Sofi explains how insurance, like most other aspects of the crane industry, is based on traditional business values.

“Loyalty in business is honoured less and less but in UAA’s case I think it’s appreciated. We deal with UAA because we have flexibility in our relationship, we know the parameters within which we can and can’t operate and UAA know they can trust my word. If I’ve made a mistake, I’ll put my hand up and say I’ve made the mistake and I’ll get on the phone to George and explain that our intent was always there and these are the reasons why, can you do something? My staff know that if they’ve made a mistake, they are to tell me immediately and not try to hide it. You have to live with your integrity,” said Sofi.

“Trust and integrity is paramount in all business relationships, particuarly in our business,’ said Grasso.

“As Sam has said, there are other underwriters in the market but UAA is the pioneer in mobile plant and machinery with a product that has been developed since 1972, and the competitors have looked at our product and literally copied and pasted the wording from our contracts. We realise nobody re-invents the wheel and we are quite flattered that our competitors hold our policy in such high regard.

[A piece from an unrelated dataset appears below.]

PR #20, opened 2021-12-06
deprecate set_ls_hist, set_ls_prob, update test & tutorial

Evelyn-M:
As discussed; this changes the two `set_` methods in the Landslide module, updates the tests & tutorial (incl. other now invalid set_ references)


climada_petals/hazard/landslide.py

As Sam highlighted, it’s not just about the wording, it is about the services provided from the underwriting perspective, the support of our business development managers and underwriters offer and their ability for them to do a deal. They’re not just coffee drinkers out there talking to brokers with products to sell, they actually have underwriting capabilities and authority,” said Grasso.

“Our claims services team means our claims are actually serviced here in Australia. Competitors have a very limited scope to manage claims in some cases up to $50,000 or $100,000 at maximum. Anything greater and it needs to go to their security which, in most cases, is based in London. At UAA, we understand how the industry operates and we work hard to support the industry as much as we can. This is a fundamental difference between UAA and the other competitive underwriters,” he said.